Research agenda

Safety-constrained self-driving storage.

ArgosFS treats storage autonomy as a measurable control problem: observations, plans, rejected actions, mutations, and verification results all become inspectable data.

Observe

Collect SMART fields, parser coverage, latency EWMAs, capacity provenance, boot-critical classification, workload heat, and stale-measurement markers.

Diagnose

Use risk memory and repeated evidence to distinguish unhealthy disks from missing or stale telemetry, avoiding one-sample overreaction.

Plan

Emit dry-run records containing the selected action, rejected alternatives, safety checks, expected utility, cooldowns, and capacity constraints.

Verify

Finish mutations with journal validation, fsck checks, shard verification, and adaptive mode downgrade when a post-action invariant fails.

Research questions

What ArgosFS is trying to make testable.

The project targets the gap between static local filesystems and policy-rich distributed storage: a single-machine root filesystem can still make autonomous placement and repair decisions, but only under strict boot and recovery constraints.

RQ1

Can local storage become policy-driven?

Evaluate whether capacity, health, tier, and workload signals can guide placement without hiding the decision process.

RQ2

Can automation remain safe for rootfs?

Study whether the controller can improve layout while preserving mountability, repairability, and emergency-mode behavior.

RQ3

Can experiments be reproducible?

Retain raw JSONL/CSV, manifests, command logs, and summaries so each figure or table can be regenerated from artifacts.

RQ4

Can heterogeneous disks be first-class?

Test SSD/HDD mixes, uneven capacities, tier changes, disk drain, add-disk, and degraded operation rather than assuming uniform devices.

Artifact evaluation

One command to produce reviewable artifacts.

The experiment framework writes raw event streams, processed summaries, compatibility records, manifests, and command logs. The goal is to make review less dependent on screenshots or undocumented manual runs.

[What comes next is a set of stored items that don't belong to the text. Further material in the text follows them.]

PR #350, opened 2020-10-02
Added content on writing unit tests and mocks in C with AUM

c8y3:
I have written a succinct introduction to unit tests in C with AUM (https://github.com/airbus-cyber/aum). 
AUM is a C unit testing library which focuses on the easy definition of mocks.
I explain the reason for doing unit tests, the structure of a test, the notion of mocks and list some best practices. All the examples are written using the AUM API.

### DIFF
--- a/tech/languages/c/unit_tests_and_mocks.md
+++ b/tech/languages/c/unit_tests_and_mocks.md
@@ -1,0 +1,60 @@
+---
+title: Unit Tests and Mocks
+subsection: c
+order: 5
+---
+
+# Unit tests
+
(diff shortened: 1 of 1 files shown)


pvalena:
Hello. It looks good!

However, I'd like it to look more Fedora-friendly, as this is aimed solely at Fedora users.

E.g. https://github.com/developer-portal/content/blob/master/tech/languages/c/gtk.md

 - Starts with overview (we really aim at short quickstarts)
 - Continues with `dnf install` (fedora-specific) .. could be replaced by COPR. f.e..
 - Example (simple usage)
 - References documentation. 

Also, this could be possibly generalized- are there any other mocking libraries (just to list them for comparison)?

PR #357, opened 2020-12-10
Set npm global modules path

damiantoczek:
npm will throw an error out of the box when installing global modules like _nodemon_ etc.
I've added a solution how to set the new npm global module directory.


pvalena:
Could you please add the comment (or why it's needed) into the doc as well?

pvalena:
Thank you for your PR!

pvalena:
LGTM, thanks!

PR #365, opened 2021-03-07
Update mongodb/about.md

muayyad-alsadi:
update version and use el8 repo instead of amazon linux (because it has better systemd support)


pvalena:
Thanks!

PR #366, opened 2021-03-24
Replace openjdk15 on java-installation.md

MohammaJavadTD:
Replace openjdk15 instead of openjdk11 in the text


pvalena:
LGTM. Thanks!

PR #368, opened 2021-04-06
With SELinux, you have to append `:z` to volumes

vonbrand:


tools/docker/compose.md
```diff
@@ -79,13 +79,12 @@ web:
...
    - "8000:8000"
   volumes:
-   - ./awesome_web:/code
   links:
    - db
 db:
   image: fedora-postgresql
   volumes:
-   - ./db:/var/lib/pgsql/data
+   - ./db:/var/lib/pgsql/data:z
```
pvalena, line 87: If I understand it correctly, this is for sharing between containers, right? _(`:z` -> correct)_

FYI: for sharing outside of container, you need capital `:Z`.

tools/docker/compose.md
```diff
@@ -79,13 +79,12 @@ web:
   ports:
    - "8000:8000"
   volumes:
-   - ./awesome_web:/code
```
pvalena, line 82: You've removed the volume share altogether. Can you elaborate?

pvalena (changes requested):
Thanks for the PR!
Please see the respective comments.

renich:
It should be noted that :z and :Z have different behaviors:

```
Labeling Volume Mounts

Labeling systems like SELinux require that proper labels are placed on volume content mounted into a container. Without a label, the security system might prevent the processes running inside the container from using the content. By default, Podman does not change the labels set by the OS.

To change a label in the container context, you can add either of two suffixes :z or :Z to the volume mount. These suffixes tell Podman to relabel file objects on the shared volumes. The z option tells Podman that two containers share the volume content. As a result, Podman labels the content with a shared content label. Shared volume labels allow all containers to read/write content. The Z option tells Podman to label the content with a private unshared label.

Note: Do not relabel system files and directories. Relabeling system content might cause other confined services on your machine to fail. For these types of containers we recommend disabling SELinux separation. The option --security-opt label=disable disables SELinux separation for the container. For example if a user wanted to volume mount their entire home directory into a container, they need to disable SELinux separation.
```

https://docs.podman.io/en/latest/markdown/podman-run.1.html

PR #371, opened 2021-04-13
docker: Drop information about switching back to cgroup v1

Conan-Kudo:
Docker fully supports cgroup v2 with Docker version 20.10.


pvalena:
Thanks!
Is this valid for all stable Fedoras (F33+) ?

Conan-Kudo:
@pvalena Yes, since you're telling people to get Docker from Docker's repo rather than using `moby-engine` in Fedora.

pvalena:
Oh, right. Thanks.

PR #182, opened 2017-08-08
Patroni 1.3.3

CyberDem0n:
in addition to subj:
* Don't prefetch more than 8 wal files
* Connect from Patroni to postgres via unix_socket
* Set EDITOR=vim


alexeyklyukin:
👍

CyberDem0n:
:+1:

scripts/experiments/run_all.sh --quick --output paper-data/runs/ae-quick
python3 scripts/experiments/summarize_results.py \
  paper-data/runs/ae-quick/raw \
  paper-data/runs/ae-quick

Experiment families

From smoke tests to paper figures.

ArgosFS separates correctness-oriented tests from research-oriented measurements so quick CI checks and artifact evaluation can share infrastructure without pretending they have the same cost.

Recovery

Failure matrix

Clean writes, interrupted metadata commits, degraded reads, shard reconstruction, rename recovery, and orphan cleanup are exercised as explicit scenarios.

Placement

Workload shifts

Hot/cold phase changes measure whether placement converges and how much background interference the controller introduces.

Boot

QEMU rootfs matrix

Root filesystem boot, degraded boot, interrupted boot, and emergency-mode outcomes are recorded as first-class research artifacts.

Baseline

Manual and autopilot modes

ArgosFS manual policy, autopilot policy, and documented comparisons against familiar Linux storage stacks can be evaluated side by side.

Metadata

Scalability probes

Metadata size, journal behavior, snapshot costs, and import/export performance are tracked under growing file and directory populations.

Compatibility

POSIX-facing suites

Mounted smoke tests, pjdfstest-oriented checks, and skipped-record handling give compatibility results that are reproducible even when external suites are absent.

Health

Telemetry robustness

SMART parsing, stale refreshes, missing fields, latency signals, and risk memory can be studied separately from the data-path implementation.

Artifacts

Manifested runs

Each run can include commit, kernel, mode, seed, command output, generated files, and processed summary tables.

Publication angle

The central claim is not “another filesystem”.

The research contribution is the combination of rootfs-capable local storage, heterogeneous disk control, and safety-constrained autonomy.

Contribution map

What a paper can emphasize

  • A boot-first self-driving storage controller where mountability dominates optimization.
  • An explainable maintenance planner with rejected-action records and safety gates.
  • A heterogeneous placement model that treats disk capacity, tier, health, and failure domain as inputs.
  • A reproducible artifact pipeline that links raw events to summarized research claims.